Issue #415, opened 2023-02-23
Integrate Prometheus Pushgateway to expose sim metrics


Brackleycassinga:
## Description:

We need to integrate Prometheus Pushgateway into our system to monitor the Sim metrics in the "subscribers" job. The metrics we want to monitor are the total number of subscribers, activation count, and deactivation count, which should be exposed as Gauge types. The activationCount and deactivationCount should be passed as constant labels to provide additional categorization and analysis of the data.

To push the metrics to the Pushgateway, we have implemented a helper function called PushMetrics. The function takes several parameters such as the metric job name, metric name, metric help text, metric type, metric labels, and metric value. Here is the function definition:

`func PushMetrics(metricJob, metricName string, metricHelp string, metricType prometheus.ValueType, metricLabels map[string]string, metricValue float64)
`
Currently, we are using the following code snippet to push metrics to the Pushgateway:

`utils.PushMetrics("subcribers", "number_of_subscribers", "The total number of subscribers", prometheus.GaugeValue, map[string]string{"activationsCount": strconv.FormatInt(activeCount, 10),"deactivationsCount": strconv.FormatInt(deactiveCount, 10)},  float64(simsCount))`

## KPIs Exposed:

- Number of subscribers: This metric measures the total number of subscribers currently subscribed to the service.

- Activation count: This metric measures the total number of subscriber activations that have occurred since the Pushgateway was last reset.

- Deactivation count: This metric measures the total number of subscriber deactivations that have occurred since the Pushgateway was last reset.

All of these metrics are exposed as Gauge types, which measure the value of a particular variable at a given point in time. In addition, the Activation Count and Deactivation Count metrics are passed as constant labels, allowing us to further categorize and analyze the data.

To retrieve these metrics from the database, we have implemented the simCount method which returns all the counts exposed by the Pushgateway.

PR #416, opened 2023-02-23
Integrate Prometheus Pushgateway for Sim Metrics

Brackleycassinga:
This pull request adds the integration of Prometheus Pushgateway into our sim manager service to monitor Sim metrics, including the total number of subscribers, activation count, and deactivation count. 

The metrics are exposed as Gauge types with constant labels, allowing us to further categorize and analyze the data. It also includes a new simCount method to retrieve current sim kpis data from the database.

issue #415


systems/subscriber/sim-manager/pkg/utils/prometheus_utils.go
```diff
@@ -0,0 +1,46 @@
...
+func PushMetrics(metricJob, metricName string, metricHelp string, metricType prometheus.ValueType, metricLabels map[string]string, metricValue float64) {
+	labelDimensions := make([]string, 0, len(metricLabels))
+
+	for key := range metricLabels {
+		labelDimensions = append(labelDimensions, key)
+	}
+
+	var metric prometheus.Collector
+
+	switch metricType {
```
vthakur7f, line 18: Here you would be creating metric collector for each push which is not right. May be try to maintain list of metric collectors which you have created. So before pushing check if metric collector exist. If it exisst get the metric collector and set the value otherwise create a new metric collector.

systems/subscriber/sim-manager/pkg/utils/prometheus_utils.go
```diff
@@ -0,0 +1,46 @@
...
+		metric = prometheus.NewGaugeVec(prometheus.GaugeOpts{
+			Name: metricName,
+			Help: metricHelp,
+		}, labelDimensions)
+	default:
+		logrus.Errorf("Unsupported metric type: %v", metricType)
+		return
+	}
+
+	switch metricType {
```
vthakur7f, line 34: These function like creating and setting value could be reused from the exporter service file.

systems/subscriber/sim-manager/pkg/db/sim_repo.go
```diff
@@ -124,3 +125,21 @@ func (s *simRepo) Delete(simID uuid.UUID, nestedFunc func(uuid.UUID, *gorm.DB) e
...
+		return
+	}
+
+	result = s.Db.GetGormDb().Model(&Sim{}).Where("status =?", 2).Count(&activeCount)
+
+	if result.Error != nil {
+		err = result.Error
+		return
+	}
+	deactive = simsCount - activeCount
```
vthakur7f, line 143: Do we need a state for sim allocation which is for activation ? I am not sure.

vthakur7f (changes requested):

systems/subscriber/sim-manager/pkg/db/sim_repo.go
Brackleycassinga: Here, we retrieve the total number of SIMs and subtract the number of activated SIMs to obtain the count of deactivated SIMs. The fields `ActivationsCount` and `DeactivationsCount`, which are for a single SIM, cannot be used in this case.

systems/subscriber/sim-manager/pkg/utils/prometheus_utils.go
Brackleycassinga: Done

systems/subscriber/sim-manager/pkg/db/sim_repo.go
vthakur7f: I mant to say if you add more states in that case this will not be right ```deactive = simsCount - activeCount```

Brackleycassinga: Yes, you're correct. I will either separate the db calls or include a switch case to verify the state and return the appropriate value.

systems/subscriber/sim-manager/cmd/server/main.go
```diff
@@ -122,7 +122,7 @@ func runGrpcServer(gormDB sql.Db) {
 	grpcServer.ExtraUnaryInterceptors = []grpc.UnaryServerInterceptor{
 		fsInterceptor.UnaryServerInterceptor}
 
-	go msgBusListener(mbClient)
+	// go msgBusListener(mbClient)
```
vthakur7f, line 125: Does this work ? Are you able to publish messages without registering ?

systems/subscriber/sim-manager/pkg/db/sim_repo.go
```diff
@@ -124,3 +125,24 @@ func (s *simRepo) Delete(simID uuid.UUID, nestedFunc func(uuid.UUID, *gorm.DB) e
...
 	return err
 }
+func (s *simRepo) GetSimCounts() (simsCount, activeCount, deactiveCount, terminatedCount int64, err error) {
+	db := s.Db.GetGormDb()
+
+	if err := db.Model(&Sim{}).Count(&simsCount).Error; err != nil {
+		return 0, 0, 0, 0, err
+	}
+
+	if err := db.Model(&Sim{}).Where("status = ?", 1).Count(&activeCount).Error; err != nil {
```
vthakur7f, line 135: Can we use sim status constants rather than 1,2 or 3 ?

systems/subscriber/sim-manager/pkg/server/sim_manager.go
```diff
@@ -252,6 +262,22 @@ func (s *SimManagerServer) GetSimsBySubscriber(ctx context.Context, req *pb.GetS
 	return resp, nil
 }
 
+func (s *SimManagerServer) GetSimCounts(ctx context.Context) error {
+	terminatedCount, simsCount, activeCount, deactiveCount, err := s.simRepo.GetSimCounts()
+	if err != nil {
+		log.Errorf("failed to get Sims counts: %s", err.Error())
+		return err
+	}
+	customLabels := map[string]string{
```
vthakur7f, line 271: Kind of confused here why the Metric/KPI data is set as label here ? Active/Inactive/Terminated should be a metric on its own, not label.

vthakur7f (changes requested):
shaping up good but still needs some more changes.

systems/subscriber/sim-manager/pkg/db/sim_repo.go
Brackleycassinga: Yes, I can reuse the constant declared already on db model.

systems/subscriber/sim-manager/cmd/server/main.go
Brackleycassinga: I forgot to uncomment it after testing, which was my mistake. It has now been resolved.

systems/subscriber/sim-manager/pkg/server/sim_manager.go
Brackleycassinga: I have updated the Pushgateway util function,  now we are able to retrieve metrics for all KPIs instead of just labels.

systems/subscriber/sim-manager/pkg/utils/prometheus_utils.go
```diff
@@ -0,0 +1,46 @@
...
+	case prometheus.CounterValue:
+		metric.(*prometheus.CounterVec).With(prometheus.Labels(metricLabels)).Add(metricValue)
+	case prometheus.GaugeValue:
+		metric.(*prometheus.GaugeVec).With(prometheus.Labels(metricLabels)).Set(metricValue)
+	}
+
+	if err := push.New("http://localhost:9091/", metricJob).
```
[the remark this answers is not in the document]
Brackleycassinga: I added pushMetricHost to config.

systems/subscriber/sim-manager/pkg/utils/prometheus_utils.go
```diff
@@ -159,4 +159,25 @@ func PushMetrics(metricJob string, metrics []pkg.SimMetrics) {
     if err := pusher.Push(); err != nil {
```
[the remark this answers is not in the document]
Brackleycassinga: Addressed.

systems/subscriber/sim-manager/pkg/server/sim_manager.go
```diff
@@ -203,7 +205,10 @@ func (s *SimManagerServer) AllocateSim(ctx context.Context, req *pb.AllocateSimR
 	}
 
 	resp := &pb.AllocateSimResponse{Sim: dbSimToPbSim(sim)}
-
+	err = s.GetSimCounts(ctx)
```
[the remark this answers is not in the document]
Brackleycassinga: I have renamed the function from `GetSimCounts` to `GetSimMetrics` to more accurately reflect the data that the function returns.

systems/subscriber/sim-manager/pkg/server/sim_manager.go
```diff
@@ -252,6 +261,57 @@ func (s *SimManagerServer) GetSimsBySubscriber(ctx context.Context, req *pb.GetS
...
+		{
+			Name: "number_of_subscriber",
+			Type: "gauge",
+			Labels: map[string]string{
+				"type": "total",
+			},
+			Value: float64(simsCount),
+		},
+		{
+			Name: "number_of_subscriber",
```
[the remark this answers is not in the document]
Brackleycassinga: This was fixed on old commit

systems/subscriber/sim-manager/pkg/server/sim_manager.go
```diff
@@ -229,6 +234,10 @@ func (s *SimManagerServer) GetSim(ctx context.Context, req *pb.GetSimRequest) (*
 }
 
 func (s *SimManagerServer) ListSims(ctx context.Context, req *pb.ListSimsRequest) (*pb.ListSimsResponse, error) {
+	err := s.GetSimCounts(ctx)
+	if err != nil {
+		log.Errorf("Error while pushing sim metric to pushgatway %s", err.Error())
```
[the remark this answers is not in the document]
Brackleycassinga: Addressed.

systems/subscriber/sim-manager/mocks/RunningOrgClient.go
vthakur7f, line 1: Mocks require clean up.

systems/common/pushgatewayMetrics/pushgatewayMetrics.go
vthakur7f, line 1: I think this file should be part of metrics package. I hope some of the functions used in this file will be reused in exporter too.

systems/common/pushgatewayMetrics/pushgatewayMetrics.go
```diff
@@ -0,0 +1,192 @@
...
+			pusher.Collector(m.collector)
+		}
+	}
+	if err := pusher.Push(); err != nil {
+		log.Errorf("Could not push metrics to Pushgateway: %s", err.Error())
+	}
+}
+
+func CollectAndPushSimMetrics(pusMetricHost string, configMetrics []MetricConfig, selectedMetric string, Value float64, Labels map[string]string, systemName string) error {
+	var selectedMetrics []MetricConfig
```
vthakur7f, line 169: Does this needs to be an array fi we are only getting one metric?

systems/common/pushgatewayMetrics/pushgatewayMetrics.go
```diff
@@ -0,0 +1,192 @@
...
+		for _, m := range metrics {
+			pusher.Collector(m.collector)
+		}
+	}
+	if err := pusher.Push(); err != nil {
+		log.Errorf("Could not push metrics to Pushgateway: %s", err.Error())
+	}
+}
+
+func CollectAndPushSimMetrics(pusMetricHost string, configMetrics []MetricConfig, selectedMetric string, Value float64, Labels map[string]string, systemName string) error {
```
vthakur7f, line 168: pusMetricHost -> pushGatewayHost

vthakur7f (commented):
Couple of small changes required before it can be rebase to main line metric system branch.

systems/common/pushgatewayMetrics/pushgatewayMetrics.go
Brackleycassinga: Yes, that's correct. Since we've set up the "before send" function in `config`, it's necessary as the config as already all the labels. If we change it from an array, we'll have to manually set each metric for every request.

systems/common/pushgatewayMetrics/pushgatewayMetrics.go
Brackleycassinga: Addressed

systems/common/pushgatewayMetrics/pushgatewayMetrics.go
vthakur7f: var selectedMetrics []MetricConfig  this is anyway a local variable and will be set every time you call CollectAndPushSimMetrics function. Since you are calling this with one metric name argument " selectedMetric string" which means at a time only one metric can be pushed. So I don't see a need of array. Let me know If I am missing anuything.

Brackleycassinga: You right.

Brackleycassinga: You're right .It need to be a single metric .

vthakur7f (approved):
------------------------------------
- Exercise goal -
Using the material above, return each line in which the word "Delete" occurs.

- Response for this exercise -
@@ -124,3 +125,21 @@ func (s *simRepo) Delete(simID uuid.UUID, nestedFunc func(uuid.UUID, *gorm.DB) e
@@ -124,3 +125,24 @@ func (s *simRepo) Delete(simID uuid.UUID, nestedFunc func(uuid.UUID, *gorm.DB) e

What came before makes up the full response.